=== DATASET ===

PR #13095, opened 2026-08-06
fix: keep code-block toolbar within panel bounds when sidebar is narrowed

### LINKED ISSUE #13085: Code block header bar and explanation text do not resize correctly; action buttons hidden when sidebar is narrowed (Windows 11, VS Code 1.131, Continue 2.1.0)

### Relevant environment info

```Markdown
OS: Windows 11

VS Code: 1.131.0

Continue extension: 2.1.0

Gemini 2.5 Flash
```

### Description

Issue:
In the Continue sidebar/panel, when resizing the panel width:

The content inside code blocks resizes and wraps correctly.

The header bar of code blocks (the top bar with Copy, Run, Enter buttons) does not resize correctly. As the panel is narrowed, the header extends beyond the visible area and the action buttons disappear under the sidebar edge.

Explanation text between code blocks also does not reflow correctly and can overflow or appear under other UI elements.

This appears to be a CSS/layout bug in the Continue webview, likely due to fixed/min-width styling on the code block header and/or missing overflow handling on the sidebar container.

Steps to reproduce:

### To reproduce

Open Continue in the sidebar or panel.

Ask a question that produces a response with:

Explanation text

One or more code blocks (with header bar containing Copy/Run/Enter buttons)

Resize the Continue panel narrower.

Observe:

Code block content wraps correctly.

Code block header bar does not shrink; action buttons get hidden under the sidebar edge.

Explanation text does not reflow properly and may overflow or render under other elements.

Expected behavior:
All elements (code block headers, code content, and explanation text) should stay within the Continue panel bounds when resized. The header bar should shrink or wrap, and overflow should be handled with scrolling instead of elements disappearing under the sidebar edge.

Tried:

Updated Continue to 2.1.0

Disabled hardware acceleration ("disable-hardware-acceleration": true in argv.json)

Moved Continue between primary sidebar, secondary sidebar, and bottom panel

Reloaded window / restarted VS Code

Note:
This looks like a CSS layout bug in the extension’s sidebar. Likely causes:

Code block header has a fixed or min width that doesn’t respond to container size.

Sidebar container may be missing proper height: 100% / overflow-y: auto or has overflow: hidden on some parent.

Screenshots or a short screen recording showing the header bar and buttons being clipped as the panel is narrowed would be very helpful for reproduction.

Image

Image

### Log output

```Shell
The continue console only includes prompt and options.
```

bunnysayzz:
## Description

Fixes #13085 — when the Continue sidebar/panel is narrowed, the code-block header bar (Copy/Run/Enter buttons) does not resize and the action buttons get hidden under the sidebar edge. Explanation text between code blocks could also overflow.

**Root cause:** the toolbar header is a flex row whose children have flexbox's default `min-width: auto`, which prevents them from shrinking. The root container has `overflow-x: hidden`, so when the panel narrows, the button row is pushed past the visible area and clipped.

**Fix (in `StepContainerPreToolbar`):**
- Title side (filepath/language + chevron): added `min-w-0` so it can shrink; the filepath already truncates via `line-clamp-1 break-all`.
- Action-button side: added `shrink-0` so Copy/Run/Apply buttons are never clipped.
- Header row: added `flex-wrap` + `gap-x-3 gap-y-1` so on very narrow widths the buttons wrap to a second line instead of overflowing.

This targets the code-block header specifically (the issue's primary symptom). Explanation-text reflow stems from the same overflow root and is also relieved once the block no longer forces itself wider than the panel.

## AI Code Review

## Checklist

When the sidebar is narrower than the code-block toolbar, the buttons now stay visible (title truncates / buttons wrap) instead of being clipped at the panel edge.

## Tests

Added `gui/src/components/StyledMarkdownPreview/StepContainerPreToolbar/index.test.tsx`:
- smoke test (component renders)
- regression test asserting the title container has `min-w-0` (shrinkable) and the action-button container has `shrink-0` (never clipped)

All 44 tests in `StyledMarkdownPreview/` pass (`npx vitest run src/components/StyledMarkdownPreview/`). `tsc --noEmit` shows only pre-existing workspace-package resolution errors in `core/` (unbuilt `@continuedev/config-yaml`), none in the changed files.

### DIFF
--- a/gui/src/components/StyledMarkdownPreview/StepContainerPreToolbar/index.test.tsx
+++ b/gui/src/components/StyledMarkdownPreview/StepContainerPreToolbar/index.test.tsx
@@ -1,0 +1,79 @@
+import { render } from "@testing-library/react";
+import { describe, expect, it, vi } from "vitest";
+import { StepContainerPreToolbar } from "./index";
+
+vi.mock("../../../context/IdeMessenger", () => {
+  const { createContext } = require("react");
+  return {
+    IdeMessengerContext: createContext({
+      ide: {
+        getCurrentFile: vi.fn().mockResolvedValue(undefined),
+        showToast: vi.fn(),
+        showLines: vi.fn(),
+      },
+      post: vi.fn(),
+    }),
+  };
+});
+
+vi.mock("../../../redux/hooks", () => ({
+  useAppSelector: () => ({}),
+}));
+
+vi.mock("../../../hooks/useWebviewListener", () => ({
+  useWebviewListener: () => {},
+}));
+
+vi.mock("../../../hooks/useIdeMessengerRequest", () => ({
+  useIdeMessengerRequest: () => ({
+    result: undefined,
+    refresh: vi.fn(),
+    isLoading: false,
+  }),
+}));
+
+vi.mock("../../../redux/selectors/selectToolCalls", () => ({
+  selectToolCallById: () => undefined,
+}));
+
+vi.mock("../../../redux/slices/sessionSlice", () => ({
+  selectApplyStateByStreamId: () => undefined,
+  selectApplyStateByToolCallId: () => undefined,
+}));
+
+describe("StepContainerPreToolbar", () => {
+  const baseProps = {
+    codeBlockContent: "console.log('hello')",
+    language: "javascript",
+    codeBlockIndex: 0,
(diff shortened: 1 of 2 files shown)


bunnysayzz:
- - -
- - -

bunnysayzz:

PR #13115, opened 2026-08-10
Add file attachments to chat input box

fkn1987:
## Summary

Adds the ability to attach non-image files (e.g. PDFs, text, archives) to the chat input box.

## Changes

- **New \FileMessagePart\ type** in core (\core/index.d.ts\ + \core/config/types.ts\) carrying \
ame\ and \dataUrl\.
- **Choke point**: \constructMessages\ converts file parts to a text placeholder (\[Attachment: name]\) before messages reach any LLM provider, so providers never receive an unsupported part type.
- **Defense in depth** for file parts in: \countTokens\, \openaiTypeConverters\ (Chat Completions + Responses paths), \Anthropic\, \Gemini\, \stripImages\, and console \Message\ rendering.
- **Editor**: new TipTap \FileAttachment\ inline node with a NodeView chip (name + download via dataUrl), paste/drop handling for non-image files, and a paperclip toolbar button.

## Tests

- \constructMessages.test.ts\: file parts are converted to \[Attachment: name]\ without leaking the dataUrl; messages without file parts are unchanged.
- \countTokens.test.ts\: counting tokens for file parts does not throw.

### DIFF
--- a/core/config/types.ts
+++ b/core/config/types.ts
@@ -288,9 +288,16 @@ declare global {
   export type ChatMessageRole = "user" | "assistant" | "system" | "tool";
   
   export interface MessagePart {
-    type: "text" | "imageUrl";
+    type: "text" | "imageUrl" | "file";
     text?: string;
     imageUrl?: { url: string };
+    name?: string;
+    dataUrl?: string;
+    file?: {
+      file_data?: string;
+      file_id?: string;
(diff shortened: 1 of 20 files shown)


fkn1987:
Fechando — projeto errado. Desculpe o incômodo.

PR #12403, opened 2026-05-13
fix(terminal): skip -l login flag for csh and tcsh

serhiizghama:
## Problem

When `$SHELL` is set to `tcsh` (or `csh`), every terminal command issued by Continue fails immediately:

```
Unknown option: `-l'
Usage: tcsh [ -bcdefilmnqstvVxX ] [ argument ... ].
Command failed with exit code 1
```

`getShellCommand` in both `core/tools/implementations/runTerminalCommand.ts` and `extensions/cli/src/tools/runTerminalCommand.ts` hardcodes `["-l", "-c", command]` for every Unix shell. `csh` and `tcsh` do not accept `-l` as a flag, so the shell rejects the invocation before the command is ever evaluated.

Fixes #12378.

## Solution

Detect the shell binary name (`basename` of `$SHELL`) and omit the `-l` flag when it is `csh` or `tcsh`. Those shells automatically source `~/.cshrc` / `~/.tcshrc` on every invocation, so the login-shell intent (sourcing rc files) is preserved without the flag.

Behavior is unchanged for bash, zsh, sh, fish, and any other shell — they continue to receive `-l -c <command>`.

## Testing

- `bash` / `zsh`: `getShellCommand("echo hi")` returns `args: ["-l", "-c", "echo hi"]` (unchanged).
- `tcsh` / `csh`: `getShellCommand("echo hi")` returns `args: ["-c", "echo hi"]`, which `tcsh -c "echo hi"` accepts and runs normally.
- Manual repro from the issue (`$SHELL=/bin/tcsh`, ask Continue to run `pwd`) now succeeds instead of erroring with `Unknown option: -l`.

---
## Summary by cubic
Skip the `-l` login flag when invoking `csh`/`tcsh` so terminal commands don’t fail with “Unknown option: -l.” Other shells keep using `-l -c` to load shell configs.

- **Bug Fixes**
  - Detect the shell name and omit `-l` for `csh`/`tcsh`, which auto-source their rc files.
  - Added a small helper to compute login args and applied it in both terminal command implementations (Unix/macOS and WSL paths); `bash`/`zsh` behavior unchanged.

<sup>Written for commit 1ae4cab3e5270fc094ae17bf128fdb3fb5dff39d. Summary will update on new commits.</sup>

PR #13138, opened 2026-08-16
fix(tools): stabilize runTerminalCommand output capture for agents

saknopp:
This PR fixes an issue where autonomous agents (or external MCP runtimes) attempting to observe terminal output through `runTerminalCommand` would frequently receive empty strings or garbled text instead of the actual command `stdout`.

**The Problem:**
1. **Login Shells:** The implementation previously invoked `bash -l` (login shell). In non-TTY background execution contexts, user `.bash_profile` or `.bashrc` scripts often hang, execute interactive terminal-only utilities (like `tmux`), or prematurely `exit`, causing the node `child_process` to capture no output.
2. **ANSI Color Pollution:** `getColorEnv()` previously forced `FORCE_COLOR=1` and `TERM=xterm-256color`. While this looks great in the UI, agents expecting machine-readable text struggle to parse ANSI-polluted streams, and some CLI tools alter their output buffering behavior when they detect forced color sequences in a non-TTY pipe.

**The Solution:**
- Replaced the login shell flag `-l` with a standard `/bin/bash -c` execution to bypass user-specific interactive profile quirks.
- Modified `getColorEnv()` to explicitly request a plaintext environment (`NO_COLOR="1"`, `TERM="dumb"`), ensuring that the output returned to the agent is clean and strictly decodable.

**Testing:**
Verified locally that terminal execution commands reliably return their stdout streams to external LLM runtimes without hangs or formatting corruption.

### DIFF
--- a/core/tools/implementations/runTerminalCommand.ts
+++ b/core/tools/implementations/runTerminalCommand.ts
@@ -97,14 +97,21 @@ const getColorEnv = () => ({
   CLICOLOR_FORCE: "1",
 });
 
-// Only spawn processes locally when there is no remote workspace.
+// Spawn processes locally unless the workspace is a known remote environment.
 // With extensionKind: ["ui", "workspace"], the extension host almost always
 // runs on the local machine. childProcess.spawn() executes on the extension
-// host, so for any remote workspace it would run commands on the wrong machine
-// (or fail with ENOENT when the local shell doesn't match the remote OS).
-// All remote types delegate to ide.runCommand() which routes through VS Code's
-// integrated terminal and executes in the correct remote environment.
-const LOCAL_ONLY = ["", "local"];
+// host, so for a truly remote workspace it would run commands on the wrong
+// machine (or fail with ENOENT when the local shell doesn't match the remote
+// OS). All known remote types delegate to ide.runCommand() which routes
+// through the integrated terminal and executes in the correct remote env.
+//
+// We use a blocklist instead of an allowlist because VS Code forks like Cursor
+// may report a non-standard remoteName even when running locally.  The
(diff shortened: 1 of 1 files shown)


saknopp:

saknopp:
**Additional context on the removal of the `-l` flag:**

I noticed PR #12403 also addresses issues with the `-l` flag, but explicitly tries to keep it for `bash` and `zsh`. 

I wanted to clarify why this PR removes the `-l` flag entirely for *all* Unix shells:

===

Above are the records; from them, give again exactly the lines from the one containing "(diff shortened: 1 of 2 files shown)" through the one containing "- \constructMessages.test.ts\: file", both included.

→ **TASK RESPONSE**
(diff shortened: 1 of 2 files shown)


bunnysayzz:
- - -
- - -

bunnysayzz:

PR #13115, opened 2026-08-10
Add file attachments to chat input box

fkn1987:
## Summary

Adds the ability to attach non-image files (e.g. PDFs, text, archives) to the chat input box.

## Changes

- **New \FileMessagePart\ type** in core (\core/index.d.ts\ + \core/config/types.ts\) carrying \
ame\ and \dataUrl\.
- **Choke point**: \constructMessages\ converts file parts to a text placeholder (\[Attachment: name]\) before messages reach any LLM provider, so providers never receive an unsupported part type.
- **Defense in depth** for file parts in: \countTokens\, \openaiTypeConverters\ (Chat Completions + Responses paths), \Anthropic\, \Gemini\, \stripImages\, and console \Message\ rendering.
- **Editor**: new TipTap \FileAttachment\ inline node with a NodeView chip (name + download via dataUrl), paste/drop handling for non-image files, and a paperclip toolbar button.

## Tests

- \constructMessages.test.ts\: file parts are converted to \[Attachment: name]\ without leaking the dataUrl; messages without file parts are unchanged.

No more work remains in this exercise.